On this Friday afternoon, Wilson strolls the hallways between classes in a gray blazer with a blue V-neck sweater and a white button-down dress shirt. Few seem to notice it as unusual.
"I like to clean up once a week," Wilson explains.
He's a high school senior who has no use for Twitter or Facebook. No need to update the world on every detail of his day.
Video games are all right. But for Wilson, a fun day is hanging out at his grandmother's house in Virginia Beach, where he can do just about everything from archery to riding horses to swimming.
"When we were younger, most of our time in the summers were spent over there," Wilson said. "You drive down this rocky road, there's a mailbox, and you keep driving and there's a horse field here, a horse field there, a barn and her house. And just woods surrounding the whole area.
"We go fishing in a big pond. We go four-wheeling. We're outside the whole day. You cook on a grill and eat outside."
The only time anyone goes indoors is when, you know, nature calls.
The Wilson family likes to be active, and sports — particularly football — is a big part of it. Wilson's father, James, played it at Hampton High, the University of Tennessee and briefly in the NLF. His older brother, Tyrel, is a former Crabber who now plays at Virginia Tech. His younger brother, 7-year-old Jaylen, is following right along.
And there's his mother, Shari, probably the biggest sports nut in the family.
Daunte is the third member of his immediate family to play for Mike Smith. He's the seventh of his extended family. Among his cousins are former Crabbers Myron Newsome, David Watford and Marques Hagans and current Hampton quarterback Deon Newsome.
"It's all in the family network," Smith said. "A lot of football players come through that family."
It's a source of pride for Daunte Wilson.
"We're all die-hard Crabbers to the fullest," he said. "When I was growing up, I always saw Coach Smith and Coach (Danny) Mitchell. They've been a part of my life since I was little.
"When I was on the JV team in the eighth grade, I was the water boy (for varsity) so I could just be on the field. Just to be in that atmosphere."

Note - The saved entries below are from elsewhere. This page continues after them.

PR #1000, opened 2016-09-28
Added exact effect descriptions to the ion storm and molecular cloud …

Deepsloth:
…fields.

### DIFF
--- a/default/stringtables/en.txt
+++ b/default/stringtables/en.txt
@@ -956,7 +956,7 @@ FLD_ION_STORM
 Ion Storm
 
 FLD_ION_STORM_DESC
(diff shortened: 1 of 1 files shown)


default/stringtables/en.txt
```diff
@@ -956,13 +956,13 @@ FLD_ION_STORM
 Ion Storm
 
 FLD_ION_STORM_DESC
-Magnetic vortex of relativistic charged particles that can interfere with sensors and obscures all objects within it.
+Magnetic vortex of relativistic charged particles that can interfere with sensors and obscures all objects within it. All objects inside the storm receive an increase of [[encyclopedia STEALTH_TITLE]] by 40, but a decrease of [[encyclopedia DETECTION_RANGE_TITLE]] by 40.
```
MatGB: either "stealth increased by" or "an increase to stealth of", same for detection. Beyond that, good call, we need to get more precise descriptions into the stringtables—ideally using macros from the effects themselves in the case of stuff that can change.

MatGB:
Woohoo! Is #1000 something to celebrate? ;-)

Vezzra:
> Woohoo! Is #1000 something to celebrate? ;-)

Feel free to throw a party... 😉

Now that he's there, Wilson is a key player on both sides of the ball. Offensively, he starts at center, where he begins every play. On defense, he's been moved from defensive end to middle linebacker, where he calls the formations.
In last week's 41-0 win over Warwick, Wilson (6-foot-1, 200 pounds) had six tackles, one sack and an interception. He has three picks for the season, two of which came in a win over Norcom.
"We moved him to middle linebacker out of necessity and he's filled right in," Smith said. "He gets better every game. He's a very intelligent kid and gets everybody in the right spot most of the time."
Chalk that up to being around the game all his life.
"I've always studied the game, so it comes naturally to me," he said. "When I see an offense, I know what defense we should be in. It's more common sense to me. I guess because my whole family is football."
And, in a semi-recent development, rugby.
Two years ago, looking for something to do during the offseason, Wilson went over to Kecoughtan with a friend who played on the rugby team there. Thinking it looked kind of fun, Wilson joined. General interest quickly turned into passion.
A year later, Wilson and his mother helped start a team at Hampton (it's not recognized by the VHSL or affiliated with the school). Shari became the head coach.
In its first season, the Hampton Heat surprised the sport's establishment by making it to the Virginia State High School Rugby Championship game, where it lost to the Fox Hunt Warriors of Fairfax 8-5. Wilson was his team's MVP.
In July, the Heat won the Subway Commonwealth Rugby Sevens State Championship. (Seven to a side instead of 15). Wilson and teammate Nick Sandoval were the co-MVPs.
"We're getting rings next month or so," Wilson said. "For a first-year team, I think we did pretty good."
It's now hard for Wilson to say which sport he likes more: football or rugby. Or which he'd rather play in college, given the opportunity.
Actually, Wilson's answer to the latter depends on the school itself and whether it has what he wants to study. Wilson plans to major in biology or zoology and minor in criminal law. He hopes one day to be a veterinarian and/or work with animal rescue.
Oh, yeah … the Wilsons love animals. They have two dogs, a pit bull and a rottweiler, who according to Wilson are both "big babies." They'll be adding a Siberian husky after Christmas. They also have a lizard and, Wilson says, "a whole big tank full of stuff."
As the third Wilson to come through the Crabbers' football program, Daunte is hoping to do what his father and older brother did before him — win a state championship. James was part of Hampton's 1986 and '88 title teams; Tyrel was on the 2005 Group AAA Division 5 winner.
The Crabbers had a hiccup in the third week with a loss to Bethel but have won four in a row since by an average margin of 41 points.